#### Work required:
Where in the records does the word "before" appear? Copy each line that holds it.

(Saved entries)

PR #149, opened 2020-12-02
Registrar call

lukehinds:
This call takes tpm artifacts (ek, ekcert, ek_tpm, aik etc) and sends the to the registrar using a http client (reqwest).

The registrar then returns a keyblob in the response, which will then be passed to tpm activation. 

Note crypto strings are temporary and will be removed by final commit (once the AIK code is in).

### DIFF
--- a/src/error.rs
+++ b/src/error.rs
@@ -7,12 +7,14 @@ pub(crate) enum Error {
     InvalidRequest,
     Ini(ini::ini::Error),
     Configuration(String),
+    Reqwest(reqwest::Error),
     Serde(serde_json::Error),
     Permission,
     IO(std::io::Error),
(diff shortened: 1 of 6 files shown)


src/error.rs
```diff
@@ -24,6 +26,9 @@ impl fmt::Display for Error {
             }
             Error::TPM(err) => write!(f, "TPM Error encountered: {}", err),
             Error::ActixWeb(err) => write!(f, "HttpServer({})", err),
+            Error::UUIDError(err) => {
```
lukehinds, line 29: note to self: copy and paste residue

puiterwijk (approved):
I think this code looks pretty decent, but I am biased, so I think we should get another review of this.

PR #151, opened 2020-12-10
Implement get_ek() function

### LINKED ISSUE #115: Implement use EK Function
The following use EK function is required

https://github.com/keylime/keylime/blob/72c04b05bfb8990d1ac68186657ac27f30902503/keylime/tpm/tpm2.py#L444

This issue is dependent on implementation of #114 first.

lkatalin:
Resolves #115 

I changed the name ~~to `get_ek()` because that seems like what it does (rather than "use" the ek)~~.
Please let me know if I should make changes or if this isn't the right way to generate the key handle.

### DIFF
--- a/src/tpm.rs
+++ b/src/tpm.rs
@@ -83,3 +83,37 @@ pub(crate) fn create_ek(
 
     Ok((handle, cert, tpm_pub_vec))
 }
+
+/* Converts a hex value in the form of a string (ex. from keylime.conf's
+ * ek_handle) to a key handle.
+ *
+ * Input: &str
+ * Return: Key handle
+ *
+ * Example call:
+ * let ek_handle = tpm::ek_from_hex_str("0x81000000");
+ */
+pub(crate) fn ek_from_hex_str(val: &str) -> Result<KeyHandle> {
+    let val = val.trim_start_matches("0x");
+    Ok(KeyHandle::from(u32::from_str_radix(val, 16)?))
+}
+
+#[test]
+fn ek_from_hex() {
+    assert_eq!(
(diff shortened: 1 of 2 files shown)


src/tpm.rs
```diff
@@ -83,3 +83,27 @@ pub(crate) fn create_ek(
...
+ * Input: None
+ * Return: Key handle
+ *
+ * Example call:
+ * let ek_handle = tpm::get_ek();
+ */
+
+pub(crate) fn get_ek() -> Result<KeyHandle> {
+    let cfg_handle =
+        config_get("/etc/keylime.conf", "cloud_agent", "ek_handle")?;
```
puiterwijk, line 98: Perhaps have the function take an `&str` of the config value, and use that? Basically, I think it would be nice if this just did the parsing into a `KeyHandle`, and let the config handling over to the main functions.

puiterwijk (approved):
Other than one small nitpick, looks good!

src/tpm.rs
lkatalin: @puiterwijk Let me know if this shorter version is more like what you're talking about here. I can revise if not.

puiterwijk (approved):
:shipit:

puiterwijk:
Actually, it might be useful to get a test added. But the code looks good to me.

lkatalin:
@puiterwijk I added some tests. I didn't see a way to get a value back out of a `KeyHandle`, so I didn't test converting it back.

puiterwijk (approved):

puiterwijk:
Looks good to me! Thanks!

PR #158, opened 2021-02-04
Implement changes for registrar call

### LINKED ISSUE #95: Implement Agent registration
A HTTP Client is required to interact with the registrars rest interface, this allows the transfer of keys required to set up a hardware route of trust.

### LINKED ISSUE #119: Create AIK
Implement the create AIK function

https://github.com/keylime/keylime/blob/72c04b05bfb8990d1ac68186657ac27f30902503/keylime/tpm/tpm2.py#L559

This first requires object creation implemented in issues #115 , #115 , #116 , #117 and #118

lkatalin:
This PR adds relevant prerequisites and then uses `create_ek()` to retrieve the EK cert and pubkey and adds functions to retrieve the AK pubkey as well. It sends all of this data to the registrar. Much of it was written or co-written by @lukehinds so I have included him on those commits. Supersedes #149 . 

Fixes #119 
Fixes #95 

~~@lukehinds @puiterwijk I'm especially interested in making sure the `create_ak()` function is correct.~~

- [x] Currently needs to be rebased on #162 to pass CI.

- [x] TODO: I can also add unit testing with [`reqwest_mock`](https://docs.rs/reqwest_mock/0.7.0/reqwest_mock/).


src/main.rs
```diff
@@ -51,11 +52,39 @@ use std::fs::File;
...
 use std::path::Path;
+use tss_esapi::constants::algorithm::AsymmetricAlgorithm;
+use uuid::Uuid;
 
 use error::{Error, Result};
 
 static NOTFOUND: &[u8] = b"Not Found";
 
+fn get_uuid(agent_uuid_config: &str) -> String {
+    match agent_uuid_config {
```
ashcrow, line 63: Will this cover all possible entries or should there be a default match as well?

lkatalin: @ashcrow Thanks for looking at this - line 77 below is supposed to take care of any cases that don't match these pre-defined strings. Were you thinking of something else?

ashcrow: Ah I see. The submatch attempts to parse and either passes and returns or fails and returns a new uuid. That should be fine. My brain was looking for a `_` match :-)

lkatalin: Ah yeah, gotcha. : ) Thanks for double checking.

ashcrow:
This looks good from my POV!

src/registrar_agent.rs
```diff
@@ -0,0 +1,95 @@
...
+where
+    D: serde::Deserializer<'de>,
+{
+    Option::<WrappedBase64Encoded>::deserialize(deserializer)
+        .map(|wrapped| wrapped.map(|wrapped| wrapped.0))
+}
+
+#[derive(Debug, Serialize, Deserialize)]
+pub struct Register<'a> {
+    ek: &'a [u8],
```
puiterwijk, line 37: This is an `str`, since it's PEM encoded

src/registrar_agent.rs
```diff
@@ -0,0 +1,95 @@
...
+    #[serde(serialize_with = "serialize_as_base64")]
+    ekcert: &'a [u8],
+    #[serde(serialize_with = "serialize_as_base64")]
+    ek_tpm: &'a [u8],
+    aik: &'a [u8],
```
puiterwijk, line 42: This is `&str` as well.

src/registrar_agent.rs
```diff
@@ -0,0 +1,95 @@
...
+    };
+    reqwest::Client::new()
+        .post(&format!(
+            "http://{}:{}/agents/{}",
+            registrar_ip, registrar_port, agent_uuid
+        ))
+        .json(&data)
+        .send()
+        .await?
+        .json()
```
puiterwijk, line 92: This will fail if the server returned an error, because then `code` is non-200 and `status` is not `success`, and it won't have a `results` block.

puiterwijk (changes requested):
Unfortunately, the types are somewhat vague, so we'll need some fixes :(.
I'll send you my fixes so you can use that.

lkatalin:
@puiterwijk Let me know when you have a good idea of the changes you have / want on this one in addition to your comments above.

src/registrar_agent.rs
lkatalin: I moved the status code check to be before this `.json()` is called and just used the built-in `reqwest::StatusCode` method.

src/registrar_agent.rs
```diff
@@ -0,0 +1,144 @@
...
+    let data = Activate { auth_tag };
+
+    let addr = format!(
+        "http://{}:{}/agents/{}/activate",
+        registrar_ip, registrar_port, agent_uuid
+    );
+    let resp = reqwest::Client::new().put(&addr).json(&data).send().await?;
+
+    if !resp.status().is_success() {
+        return Err(anyhow!(
```
lkatalin, line 97: Maybe it makes sense to use one of our custom error types here instead of `anyhow`? I could see a case for either.

src/main.rs
```diff
@@ -68,11 +103,57 @@ async fn main() -> Result<()> {
...
-    info!("Starting server...");
+    let registrar_ip =
+        config_get("/etc/keylime.conf", "registrar", "registrar_ip")?;
+    let registrar_port =
+        config_get("/etc/keylime.conf", "registrar", "registrar_port")?;
+    let agent_uuid_config =
+        config_get("/etc/keylime.conf", "cloud_agent", "agent_uuid")?;
+    let agent_uuid = get_uuid(&agent_uuid_config);
+
+    {
```
lkatalin, line 127: @puiterwijk What is the purpose of this bracket? I believe this is from your changes.

src/registrar_agent.rs
lkatalin: I ended up using a custom type so that we can check the status codes.

lkatalin:
I've added some unit testing for `do_register_agent` and `do_activate_agent`. I ended up using `[wiremock](https://docs.rs/wiremock/0.5.1/wiremock/)` for this, as it's better documented than `[reqwest_mock](https://docs.rs/reqwest_mock/0.7.0/reqwest_mock/)` and seems to have more features (not just a client, etc.).

src/main.rs
lukehinds: that does not look like a strange scope, is the compiler not complaining about this?

lukehinds (approved):

src/main.rs
puiterwijk: This was basically because this activation step is in the `main()` function, which keeps running until the entire agent terminates.
And I didn't want to have secrets lingering in memory during the full runtime.

src/main.rs
```diff
@@ -71,9 +106,54 @@ async fn main() -> Result<()> {
...
+        let auth_tag = hex::encode(&auth_tag);
+
+        registrar_agent::do_activate_agent(
+            &registrar_ip,
+            &registrar_port,
+            &agent_uuid,
+            &auth_tag,
+        )
+        .await?;
+    }
```
puiterwijk, line 155: This is the closing bracket: after we activate, we no longer need `keyblob`.

lkatalin: Yeah, I did notice it created its own scope that lasted until this line, I just wasn't sure why.

PR #159, opened 2021-02-10
Call revocation actions

lkatalin:
This code runs those revocation scripts which were sent by the tenant and can be accessed from the secure mount point post-attestation.

I've decided not to check whether the revocation scripts begin with `local_action`, since they are all listed in `action_list` anyhow. But if someone has a reason that they should be marked that way, I can add this check back again.

I had a few other thoughts and questions inline marked with `TODO` and would love some suggestions on those points. The most important being: If these scripts don't run for whatever reason (ex. the Python version was too old), is that detected in some other part of the code? It seems like we would want a guarantee that a node can't continue to be in the cluster if it doesn't run the scripts, since it could still be in communication with the compromised node, for example.

### DIFF
--- a/src/revocation.rs
+++ b/src/revocation.rs
@@ -7,9 +7,150 @@ use crate::error;
 use crate::error::{Error, Result};
 use crate::secure_mount;
 
+use std::io::Write;
 use std::path::Path;
+use std::process::{Child, Command, Output, Stdio};
 
 use serde_json::Value;
+
+/// Runs a script with a json value as argument (used for revocation actions)
+pub(crate) fn run_action(
+    dir: &Path,
+    script: &str,
+    json: Value,
+) -> Result<Output> {
+    let raw_json = serde_json::value::to_raw_value(&json)?;
+
+    let mut child = match Command::new(format!("{}{}", "./", script))
+        .current_dir(dir)
+        .stdin(Stdio::piped())
+        .stdout(Stdio::piped())
+        .stderr(Stdio::piped())
+        .spawn()
+    {
+        Ok(child) => child,
+        Err(e) => {
+            let msg = format!(
+                "ERROR: failed to run revocation action: {}, received: {}",
+                script, e
+            );
+            error!("{}", msg);
+            return Err(Error::Other(msg));
+        }
+    };
+
+    let msg = format!(
+        "ERROR: failed writing to stdin on revocation action: {:?}",
+        script
+    );
+    if let Err(e) = child
+        .stdin
+        .as_mut()
+        .expect(&msg)
+        .write_all(raw_json.get().as_bytes())
+    {
+        error!("{}", msg);
+        return Err(Error::Other(msg));
+    }
+
+    let output = match child.wait_with_output() {
+        Ok(output) => output,
+        Err(e) => {
+            let msg = format!("ERROR: failed to wait on child process while running revocation action: {:?}", script);
+            error!("{}", msg);
+            return Err(Error::Other(msg));
+        }
+    };
+
+    if !output.status.success() {
+        let code = match output.status.code() {
+            Some(code) => code.to_string(),
+            None => {
+                "no code; process likely terminated by signal".to_string()
+            }
+        };
+        let stdout = String::from_utf8(output.stdout)?;
+        let stderr = String::from_utf8(output.stderr)?;
+
+        let mut msg = format!(
+            "ERROR: revocation action {} returned with {}\n",
+            script, code
+        );
+
+        if !stdout.is_empty() {
+            msg = format!(
+                "{}{}",
+                msg,
+                format!(
+                    "ERROR: revocation action {} stdout: {:?}",
+                    script, stdout
+                )
+            );
+        }
+
+        if !stderr.is_empty() {
+            msg = format!(
+                "{}{}",
+                msg,
+                format!(
+                    "ERROR: revocation action {} stderr: {:?}",
+                    script, stderr
+                )
+            );
+        }
+
+        error!("{}", msg);
+        return Err(Error::Other(msg));
+    }
+
+    info!(
+        "{}",
+        format!("INFO: revocation action {:?} successful", script)
+    );
+    Ok(output)
+}
+
+/// Runs revocation actions received from tenant post-attestation
+pub(crate) fn run_revocation_actions(
+    json: Value,
+) -> Result<Vec<Result<Output>>> {
+    #[cfg(not(test))]
+    pretty_env_logger::init();
+
+    #[cfg(test)]
+    let mount = concat!(env!("CARGO_MANIFEST_DIR"), "/tests");
+
+    #[cfg(not(test))]
+    let mount = secure_mount::mount()?;
+    let unzipped = format!("{}/unzipped", mount);
+    let action_file = format!("{}/unzipped/action_list", mount);
+
+    let mut outputs = Vec::new();
+
+    if Path::new(&action_file).exists() {
+        let action_data = std::fs::read_to_string(action_file)
+            .expect("unable to read action_list");
+
+        let action_list = action_data
+            .split('\n')
+            .filter(|&script| !script.is_empty())
+            .map(|script| script.trim())
+            .collect::<Vec<&str>>();
+
+        if !action_list.is_empty() {
+            for action in action_list {
+                let output =
+                    run_action(&Path::new(&unzipped), action, json.clone());
+                outputs.push(output);
+            }
+        } else {
+            warn!("WARNING: no actions found in revocation action list");
+        }
+    } else {
+        warn!("WARNING: no action_list found in secure directory");
+    }
+    Ok(outputs)
+}
 
 /// Handles revocation messages via 0mq
 /// See:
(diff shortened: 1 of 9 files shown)


src/revocation.rs
```diff
@@ -8,9 +8,99 @@ use crate::error::{Error, Result};
...
+    // otherwise this could be an attack vector
+    let python_version = String::from_utf8(
+        Command::new("python")
+            .arg("-V")
+            .output()
+            .expect("could not find Python in $PATH")
+            .stdout,
+    )?;
+
+    if python_version.split_whitespace().collect::<Vec<&str>>()[1]
```
ashcrow, line 64: nit: It would be ideal to have this occur once when the agent initializes.

src/revocation.rs
```diff
@@ -8,9 +8,99 @@ use crate::error::{Error, Result};
...
+                return Err(Error::Other(msg));
+            }
+        };
+
+    if !status.success() {
+        let msg = format!(
+            "ERROR: revocation action {:?} returned with status {:?}",
+            script, status
+        );
+        error!("{}", msg);
```
ashcrow, line 36: Is there any output to `stdout` or `stderr` we may need to capture?

src/revocation.rs
```diff
@@ -8,9 +8,99 @@ use crate::error::{Error, Result};
...
 
 use std::path::Path;
+use std::process::Command;
 
 use serde_json::Value;
 
+/// Runs a python script (used for revocation actions)
+pub(crate) fn run_python(dir: &Path, script: &str) -> Result<()> {
+    let status =
+        // TODO: Should we assume that these script names are all correctly
```
ashcrow, line 18: My $0.02: We should assume the end in `.py` as in the future it's _possible_ there could be actions that are in other languages. AFAIK there is no plans for that but I think assuming `.py` for python scripts that are run directly via interpreter is reasonable.

ashcrow (commented):
Looks like great progress!! :smile:

lukehinds (commented):
This is looking good to me. It would be nice to have some tests, just trying to think how we can do that. Not sure if we need to mock or can rely on the CI containers having a py env.

src/revocation.rs
lkatalin: Great idea - this takes care of my worry about the scripts not executing, also. I've moved it to its own function `check_system_prerequisites()` in `main.rs`.

src/revocation.rs
lkatalin: Also a great idea, I added this. Thanks!

src/revocation.rs
lkatalin: Sounds good to me. I will assume if there are any non-Python scripts, they will be sorted appropriately in `run_revocation_actions()` in the future.

lkatalin:
> This is looking good to me. It would be nice to have some tests, just trying to think how we can do that. Not sure if we need to mock or can rely on the CI containers having a py env.

@lukehinds This is true. I went ahead and added a unit test (may add a few more error cases as well before this is merged). I think we should add Python to all relevant containers if it isn't there already, as it will be necessary to run Keylime (see comment above), including future integration tests. Right now it looks like they are passing with the Python dependency.

> This is looking good to me. It would be nice to have some tests, just trying to think how we can do that. Not sure if we need to mock or can rely on the CI containers having a py env.

@lukehinds This is a good point and I'm adding some unit tests. They pass locally, but as you pointed out, there is a problem with not having Python in the CI container. I'm going to try to fix this in a separate PR because it is proving to be tricky.

src/revocation.rs
```diff
@@ -118,8 +237,7 @@ pub(crate) async fn run_revocation_service() -> Result<()> {
                     "Revocation signature validated for revocation: {}",
                     msg_payload
                 );
-                // TODO: Implement callback
-                //callback(msg_payload)
+                let _ = run_revocation_actions(Some(msg_payload))?;
```
lkatalin, line 240: @ashcrow What was the idea behind passing `msg_payload` to this function in your previous commit? I've done this, but I don't end up using it. Is there something we should be parsing from the payload?

src/main.rs
```diff
@@ -52,13 +52,42 @@ use std::fs::File;
...
 use error::{Error, Result};
 
 static NOTFOUND: &[u8] = b"Not Found";
 
+// Runs checks required for Keylime to work on the system.
+fn check_system_prerequisites() -> Result<()> {
+    // Check Python version > 3.x.
+    // This is necessary for running revocation scripts.
+    let python_version = String::from_utf8(
+        Command::new("python")
```
ashcrow, line 66: Note: One more thing here I need to double check -- but on CoreOS system python is the only provided python. I'll double check to see if it's in PATH or if it has to be found directly. Either way I don't see it as a blocker as if we need a second or expanded check we can add it later.

src/revocation.rs
ashcrow: It comes from https://github.com/keylime/keylime/blob/master/keylime/revocation_notifier.py#L122 which leads to [this](https://github.com/keylime/keylime/blob/1d0f695c0848b001acb0ab01de46094494884506/keylime/keylime_agent.py#L630) and more importantly [this execution](https://github.com/keylime/keylime/blob/1d0f695c0848b001acb0ab01de46094494884506/keylime/keylime_agent.py#L592) where it finally runs and passes the content into the action. Looking at [this revocation action](https://github.com/keylime/keylime/blob/1d0f695c0848b001acb0ab01de46094494884506/keylime/revocation_actions/update_crl.py#L22) it does seem like it's expected to pass the data through.

ashcrow: In the python code it actually imports the code and calls the method directly. I think we will need to update the actions to be able to take the payload through `stdin` or something similar.

@mpeters @lukehinds @puiterwijk thoughts?

lkatalin: @ashcrow Thanks for looking into that. Yeah, it looks like in `execute()` it just checks that it's a revocation and then does nothing else with it?

One thing this PR hasn't dealt with, though, is the CRL, if we are expecting to do that.

src/main.rs
lkatalin: Hmm, this seems important - I'd like to add it.

ashcrow: Based on the discussion in our meeting earlier I have a feeling this won't be needed.

lkatalin:
@ashcrow @lukehinds I will have to figure out this CI failure tomorrow (not able to replicated it locally) and might add some more unit tests, but was wondering if you have other comments on how it works currently. Thanks.

lkatalin:
Tests passing again!

src/revocation.rs
```diff
@@ -8,9 +8,177 @@ use crate::error::{Error, Result};
 use crate::secure_mount;
 
 use std::path::Path;
+use std::process::{Child, Command, Output, Stdio};
 
 use serde_json::Value;
 
+// TODO: Add more types
+#[derive(Debug, Copy, Clone)]
+pub(crate) enum CmdType {
```
ashcrow, line 17: If we expect the command to be self contained per the last sync (IE: it can be directly executed) why differentiate?

src/revocation.rs
```diff
@@ -8,9 +8,135 @@ use crate::error::{Error, Result};
...
+pub(crate) fn run_action(
+    dir: &Path,
+    script: &str,
+    json: Value,
+) -> Result<Output> {
+    let raw_json = serde_json::value::to_raw_value(&json)?;
+
+    let child = match Command::new(format!("{}{}", "./", script))
+        .current_dir(dir)
+        .arg(raw_json.get())
```
ashcrow, line 25: I believe this would pass the data as if it was an argument on a commandline instead of it it going in through standard input. If it was in a shell it would look like:

```
./path/to/script {"hello": ["I", "am", "the", "payload"]}
```

What I think we need is to have the `stdin`. Which would be closer to the following shell example:

```
echo -n '{"hello": ["I", "am", "the", "payload"]}' | ./path/to/script 
```

I've not done this myself in rust before so I searched a bit and [this came up](https://stackoverflow.com/questions/49218599/write-to-child-process-stdin-in-rust) and looks like it's a good example:

src/revocation.rs
lkatalin: You're right, this was over-engineered. Thanks!

src/revocation.rs
lkatalin: Ah, I see what you're saying. Thanks for the example, I'll try it that way.

ashcrow:
Let us know once you're ready for a re-review!!

src/revocation.rs
```diff
@@ -7,10 +7,151 @@ use crate::error;
...
+    let mount = concat!(env!("CARGO_MANIFEST_DIR"), "/tests");
+
+    #[cfg(not(test))]
+    let mount = secure_mount::mount()?;
+    let unzipped = format!("{}/unzipped", mount);
+    let action_file = format!("{}/unzipped/action_list", mount);
+
+    let mut outputs = Vec::new();
+
+    if Path::new(&action_file).exists() {
```
ashcrow, line 130: future: It may make sense to load this once rather than when we run revocations. However, I believe this is fine and may be what we want long term depending on the expectations of the users.

ashcrow (approved):
:+1:  :smile:

lukehinds (approved):

lukehinds:
looks good to me , @lkatalin you can self merge if you like (just in case you have further tweaks).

#### Exercise solution:
lkatalin: I moved the status code check to be before this `.json()` is called and just used the built-in `reqwest::StatusCode` method.
@lukehinds This is true. I went ahead and added a unit test (may add a few more error cases as well before this is merged). I think we should add Python to all relevant containers if it isn't there already, as it will be necessary to run Keylime (see comment above), including future integration tests. Right now it looks like they are passing with the Python dependency.
I've not done this myself in rust before so I searched a bit and [this came up](https://stackoverflow.com/questions/49218599/write-to-child-process-stdin-in-rust) and looks like it's a good example:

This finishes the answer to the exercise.